No matter: hop on the bike, head to the Arndale Centre, buy adapter and head back. Done within minutes with no fuss.

Another routine day of cycling.

 

Dodging flies, fans and trams – 30 Days of Biking: Day 16

Well, I finally did some actual riding today. After work I took the long way home, joining one of my colleagues who cycles part of the same route.

The nice weather helped my inclination to take a long way home, but I’d forgotten what it was like to cycle at early evening down the Fallowfield Loop. It was great to see so many riders out, but unfortunately the combination of shade and wildlife meant there were little flies everywhere.

Now, when cycling, it’s likely that you will come into contact with nature, however desk-bound you might prefer to be. But hitting clouds of flies at regular intervals gets a little tiresome after a while. I’m just glad I wear glasses and I recommend getting a pair of clear biking glasses if they’re particularly sensitive.

I turned off the Manchester Cycleway at Gorton. I guessed that joining up with yet another canal for the final stretch home was just going to bring more flies, but this meant I had to negotiate the Ashton New Road.

This is a particularly notorious stretch of road that includes tram tracks, on-street parking and only advisory bike lanes. Having ridden this route several times before, I was able to negotiate it OK, taking as wide a road position as I could without being too close to the tram tracks. Unfortunately, I hadn’t banked on another hazard: football fans.

Manchester City’s Etihad stadium was hosting a home game this evening and the streets were busy with cars dropping off, taxis, coaches and, of course, somewhat jolly football fans. By this point, the tram tracks diverge and the road is no longer shared so at least I didn’t have to deal with that. Again, the familiarity of the route gave me confidence to negotiate it successfully including using hand signalling to encourage some more challenging drivers to give me space as I overtook taxis unloading wherever and whenever.

I definitely would not recommend cycling here on a busy match day (MCFC don’t seem to).

Ultimately, I was pleased to have exercised good roadcraft and got through what was a more challenging ride than I’d initially set out to do. I really think there’s been a missed opportunity in this part of town though – the legacy of the 2002 Commonwealth Games is evident in our new sports venues but getting there by bike isn’t as easy, safe or convenient as it should be.

I’ve tried to be pretty positive about cycling in my blog posts so far.

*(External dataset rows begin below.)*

PR #830, opened 2019-06-10
url_downloader: Remove QNetworkDiskCache caching

### LINKED ISSUE #825: Image hashes may not match when a new cloud-image is uploaded
We ran into a situation where new minimal cloud images were uploaded, but we were getting image hash mismatch errors.

Turns out that the SHA256SUM file is cached by Qt and it was using an older cached version of that file instead or retrieving the new one. 

We need to force Qt to always hit the actual URL when retrieving the hash file.

townsend2010:
The Qt network caching doesn't work for our needs since it doesn't necessarily
get the latest file from the server and using "AlwaysNetwork" defeats the purpose
of caching.

In the future, custom caching will be introduced that fits Multipass's needs.

Fixes #825

### DIFF
--- a/src/network/url_downloader.cpp
+++ b/src/network/url_downloader.cpp
@@ -26,7 +26,6 @@
 #include <QEventLoop>
 #include <QFile>
 #include <QNetworkAccessManager>
-#include <QNetworkDiskCache>
 #include <QNetworkReply>
 #include <QTimer>
 #include <QUrl>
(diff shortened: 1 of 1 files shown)


townsend2010:
Hmm, there may be a better way to handle this and still use `QNetworkDiskCache`.  Instead of having `QNetworkAccessManager` own the cache, the `URLDownloader` class can instead own it and use it how it sees fit.

I think I will work on that instead of just whacking the whole thing here.

PR #1574, opened 2020-06-04
Additional LXD driver fixes and more tests

townsend2010:
Adds some LXD driver backend fixes along with support for tests.
More tests to increase coverage.


townsend2010:
Making this a draft again as I'd like to propose a change first that will allow `LXDVirtualMachineFactory` and `LXDVMImageVault` to use one `NetworkAccessManager` and that will affect this PR.

townsend2010:
I have #1587 up now.  Let's get that in before proceeding with this PR.

src/platform/backends/lxd/lxd_virtual_machine_factory.cpp
```diff
@@ -109,6 +76,39 @@ void mp::LXDVirtualMachineFactory::hypervisor_health_check()
...
+    {
+        lxd_request(manager.get(), "GET",
+                    QUrl(QString("%1/networks/%2").arg(base_url.toString()).arg(multipass_bridge_name)));
+    }
+    catch (const LXDNotFoundException&)
+    {
+        QJsonObject network{{"name", multipass_bridge_name}, {"description", "Network bridge for Multipass"}};
+
+        lxd_request(manager.get(), "POST", QUrl(QString("%1/networks").arg(base_url.toString())), network);
+    }
```
Saviq, line 111: This feels weird here… Should we instead have a `VirtualMachineFactory::initialize` that would only be called after the health checks pass?

src/platform/backends/lxd/lxd_vm_image_vault.cpp
```diff
@@ -81,7 +81,7 @@ mp::VMImage mp::LXDVMImageVault::fetch_image(const FetchType& fetch_type, const
     {
         auto instance_info = lxd_request(
             manager, "GET",
-            QUrl(QString("%1/virtual_machines/%2").arg(base_url.toString()).arg(QString::fromStdString(query.name))));
+            QUrl(QString("%1/virtual-machines/%2").arg(base_url.toString()).arg(QString::fromStdString(query.name))));
```
Saviq, line 84: How did that work? o.O

Or didn't it?

src/platform/backends/lxd/lxd_vm_image_vault.cpp
```diff
@@ -226,11 +228,13 @@ bool mp::LXDVMImageVault::has_record_for(const std::string& name)
 
 void mp::LXDVMImageVault::prune_expired_images()
 {
+    mpl::log(mpl::Level::trace, category, "Pruning expired images not implemented");
 }
 
 void mp::LXDVMImageVault::update_images(const FetchType& fetch_type, const PrepareAction& prepare,
                                         const ProgressMonitor& monitor)
 {
+    mpl::log(mpl::Level::trace, category, "Updating images not implemented");
```
Saviq, line 237: I think I'd put these at `debug`, but :shrug:.

tests/lxd/test_lxd_image_vault.cpp
```diff
@@ -0,0 +1,392 @@
...
+        {
+            if (url.contains("1.0/images/e3b0c44298fc1c149afbf4c8996fb92427ae41e4649b934ca495991b7852b855"))
+            {
+                return new mpt::MockLocalSocketReply(mpt::image_info_data);
+            }
+        }
+        else if (op == "POST" && url.contains("1.0/images"))
+        {
+            // It should not try to request an image download
+            ADD_FAILURE();
```
Saviq, line 197: I believe this works:

```suggestion
            ADD_FAILURE() << "Image download shouldn't be requested";
```

src/platform/backends/lxd/lxd_virtual_machine_factory.cpp
townsend2010: I believe making sure the project and the network bridge exist during the health check is exactly what the health check is for.  My assertion is what happens if a user deletes the project or network while multipass is running?  We'd want to check for that and create those if missing, right?  Otherwise, we can just pass an error up to the user to either recreate whatever is missing or tell them to restart `multipassd` and it will make sure they are there on start up.

src/platform/backends/lxd/lxd_vm_image_vault.cpp
townsend2010: It didn't :frowning_face:

src/platform/backends/lxd/lxd_vm_image_vault.cpp
townsend2010: #1594 implements this, so I think messing with this in this PR is unnecessary.

tests/lxd/test_lxd_image_vault.cpp
townsend2010: Sure, adding a helpful message in case this **does** fail is good.

townsend2010:
> Overall I feel like EXPECT_THROW(…, std::runtime_error) is a bit broad, not dissimilar to catching.

Yep, will either use new exception types and/or match on the error string where appropriate.

townsend2010:
I've rebased this on top of https://github.com/canonical/multipass/tree/disable-suspend-support, so we'll need to get that in first.

Saviq:
Not sure if you're aware:
```bash
$ multipass launch
# Ctrl+C
$ multipass delete -p --all
# wait for it…
delete failed: unix:///var/snap/lxd/common/lxd/unix.socket@1.0/operations/30b3847a-1e5f-41bc-ad07-fd8ac688654b/wait?project=multipass: Operation canceled
```

src/platform/backends/lxd/lxd_vm_image_vault.cpp
```diff
@@ -81,42 +81,37 @@ mp::VMImage mp::LXDVMImageVault::fetch_image(const FetchType& fetch_type, const
...
             }
+
+            return source_image;
         }
     }
     catch (const std::exception&)
     {
-        // Instance doesn't exist so move on
+        // Instance or image doesn't exist so move on
     }
```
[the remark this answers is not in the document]
townsend2010: Hmm, I could.  'lxd_request()` will throw `LXDNotFoundException` which I could catch (and ignore) separately.  However, I would have to modify `UbuntuVMImageHost::info_for_full_hash_impl()` to throw a new type if an image is not found.  Since that affects all other backends, is this the place to add that?

tests/lxd/test_lxd_backend.cpp
```diff
@@ -129,11 +138,59 @@ TEST_F(LXDBackend, creates_project_and_network_on_first_run)
 
     mp::LXDVirtualMachineFactory backend{std::move(mock_network_access_manager), data_dir.path(), base_url};
 
+    backend.hypervisor_health_check();
+
     EXPECT_TRUE(project_created);
     EXPECT_TRUE(profile_updated);
     EXPECT_TRUE(network_created);
```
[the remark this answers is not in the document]
townsend2010: Yeah, it would make for a better test.  I will add that.

townsend2010:
It looks like `LXDBackend.shutdown_while_starting_throws_and_sets_correct_state` may be a bit racy as it hung in ci, but works on my machine.  I'll need to tweak that some.

townsend2010:
> Not sure if you're aware:

Nope, I will look into that and see what's going on.

tests/lxd/test_lxd_backend.cpp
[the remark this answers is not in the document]
townsend2010: Ok, done.

src/platform/backends/lxd/lxd_vm_image_vault.cpp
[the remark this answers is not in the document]
townsend2010: Actually, if I do add a different exception type when an image isn't found, I would have to modify `DefaultVMImageVault` instead of "all other backends".  Still, is this PR the place to add this since I would be touching an unrelated file?  I would rather add the different exception type in a follow up PR.  That said, I can add another `catch` here for `LXDNotFoundException` in anticipation of this.

townsend2010:
Hmm, regarding the operation time out, I tried it and did not see that.  However, I do think there is a race going on with the race being multipass trying to delete and purge an instance that is in the middle of being initialized by LXD.  The LXD operation that is creating the instance is not cancellable, so I think the best we can do in this situation is to fail the delete for any instances in the creation stage.  I don't think this is a regression in the PR, so I think that should be handled in a follow up.  I can add that to my ever growing list of LXD tasks :wink:

src/platform/backends/lxd/lxd_vm_image_vault.cpp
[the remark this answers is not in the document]
townsend2010: @Saviq 

I added the `LXDNotFoundException` `catch` block.  Let me know what you think about my proposal for the new exception type.

Saviq:
> The LXD operation that is creating the instance is not cancellable, so I think the best we can do in this situation is to fail the delete for any instances in the creation stage.

FWIW in my case it waited for the instance to come up before barfing.

townsend2010:
> FWIW in my case it waited for the instance to come up before barfing.

Meh, it just seems to depend on which stage of launch things are in.  When I did it, the `delete` "worked" in that it returned quickly and `list` showed no instances.  However, behind the scenes, LXD was busy still initializing the instance and once it was done, a subsequent `list` showed the instance up and running. :man_shrugging:

Saviq:
A'ighty!

bors merge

But the fact is, there’s still so much to be done for cycling in Manchester.

One of the groups working on making cycling better is the Greater Manchester Cycling Campaign (GMCC). Tomorrow evening, they’ve organised a social ride from Manchester City Centre out to a pub in east Manchester, not too far from where I was cycling (though hopefully on a nicer route!). Come along for a very friendly bike ride and meet other social riders. Oh, and you don’t need to be a member to turn up – but if you do sign-up (for free!), you get a 10% discount at a load of bike shops in Manchester.